Два года… три года… Потом Мазу написала нам. Она сказала, что все наладилось и у них новая хорошая община. Брайан хорошо справлялся с фермерством, вот почему она хотела его видеть… и мы вернулись.
— Можете ли вы вспомнить, кто там был, когда вы вернулись?
— А ты не хочешь торт?
— Спасибо, я бы не отказалась, — солгала Робин, протягивая руку за ломтиком Бейквелла. — Могу я..?
— Нет, я принесла его для тебя, — сказала Шейла. — О чем ты меня только что спросила?
— О том, кто был на ферме Чепмена, когда вы вернулись туда жить.
— Я не знаю всех имен. Было несколько новых семей. Коутс все еще был там. О чем ты меня спрашивала?
— Только о людях, — сказала Робин, — которые были там, когда вы вернулись.
— О… Раст Андерсен все еще был в своей хижине. И мальчик Грейвс — худой аристократик. Он был новенький. Он ходил к Расту и курил полночи. Травку. Ты знаешь, что такая травка? — снова спросила она.

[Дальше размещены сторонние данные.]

PR #76, opened 2017-08-24
Make zap grpclog not Fatal on a simple Print

htdvisser:


mwitkow:
🤦‍♂️ Thanks for fixing.

Issue #74, opened 2017-08-07
Performance suggestion for chain builders


alcore:
Pardon the lackluster issue instead of a proper pull request, but I'm under time pressure and would otherwise just forget this. 

While I was rolling my own middleware for gRPC, I noticed https://github.com/grpc-ecosystem/go-grpc-middleware/blob/master/chain.go#L18

My suggestion is somewhat self-explanatory and looks as follows:

```go
func ChainUnaryServer(interceptors ...grpc.UnaryServerInterceptor) grpc.UnaryServerInterceptor {
	n := len(interceptors)

	if n > 1 {
		curI := 0
		lastI := n-1
		return func(ctx context.Context, req interface{}, info *grpc.UnaryServerInfo, handler grpc.UnaryHandler) (interface{}, error) {
			var chainHandler grpc.UnaryHandler
			chainHandler = func(currentCtx context.Context, currentReq interface{}) (interface{}, error) {
				if curI == lastI {
					return handler(currentCtx, currentReq)
				}
				curI++
				return interceptors[curI](currentCtx, currentReq, info, chainHandler)
			}

			return interceptors[0](ctx, req, info, chainHandler)
		}
	}

	if n == 1 {
		return interceptors[0]
	}

	// n == 0
	return func(ctx context.Context, req interface{}, _ *grpc.UnaryServerInfo, handler grpc.UnaryHandler) (interface{}, error) {
		return handler(ctx, req)
	}
}
```
Avoids a loop, n lamba constructions and n additional function calls. Adds n if conditions and n increments, but that should still be considerably cheaper. Branches are ordered by most likely occurrence - it's a chain after all, so I assume n is > 1. The built lambdas end up in the hot path, so I think a little bit of microoptimization won't hurt. Coincidentally, I think it's easier to reason about.

Admittedly I have not actually benchmarked it against the code in grpc_middleware (apologies - really low on time) but it _should_ (cough, cough) be quite a bit faster going by common sense. I have however been using this approach in a deployment - with no issues.

If someone wants to pick it up and work it into the interceptor factories, please go ahead. Otherwise I'll work on a proper PR, but that won't be sooner than in 2-3 weeks.

mwitkow:
@alcore that's a good suggestion, and benchmarks would be great :)

mwitkow:
Merged. Thanks!

PR #78, opened 2017-09-03
Refactored middleware chain builders

alcore:
As suggested in #74, along with the requested bench comparison, where:
- 'Master' is upstream master, 'Dev' is the proposed PR;
- 1, 3, 10 is the number of interceptors in the chain;
```
BenchmarkChainUnaryServerCallMaster1-8          300000000              5.65 ns/op            0 B/op          0 allocs/op
BenchmarkChainUnaryServerCallMaster3-8          10000000               197 ns/op             112 B/op        4 allocs/op
BenchmarkChainUnaryServerCallMaster10-8         3000000                560 ns/op             336 B/op        11 allocs/op
BenchmarkChainUnaryServerCallDev1-8             300000000              5.66 ns/op            0 B/op          0 allocs/op
BenchmarkChainUnaryServerCallDev3-8             20000000               116 ns/op             96 B/op         3 allocs/op
BenchmarkChainUnaryServerCallDev10-8            10000000               185 ns/op             96 B/op         3 allocs/op
```

Benchmark code for reference: https://gist.github.com/alcore/8b4aaec19fbdf791b5a4d2630346a75a
I didn't repeat it for the remaining builders since they follow the exact same flow, so the results should be analogous.

The difference is less than I expected initially. Even so, faster is an enemy of fast in the hot path ;-)

### DIFF
--- a/chain.go
+++ b/chain.go
@@ -16,27 +16,35 @@ import (
 // For example ChainUnaryServer(one, two, three) will execute one before two before three, and three
 // will see context changes of one and two.
 func ChainUnaryServer(interceptors ...grpc.UnaryServerInterceptor) grpc.UnaryServerInterceptor {
-	switch len(interceptors) {
-	case 0:
-		// do not want to return nil interceptor since this function was never defined to do so/for backwards compatibility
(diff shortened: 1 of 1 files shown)


mwitkow:
Cool, thanks for contributing!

— Да, знаю, — сказала Робин, улыбаясь.
— Некоторым людям это не идет на пользу, — мудро сказала Шейла. — Мальчик Грейвс не выдержал. Он стал странным. Некоторым людям не стоит это курить.
— Был ли Джонатан Уэйс на ферме, когда вы возвращались? — спросила Робин.
— Да, точно, с его маленькой дочкой Эбигейл. И у Мазу был ребенок: Дайю.
— Что вы думаете о Джонатане Уэйсе? — спросила Робин.
— Очаровательный. Так я и думала. Он принял нас всех. Очаровательный, — повторила она.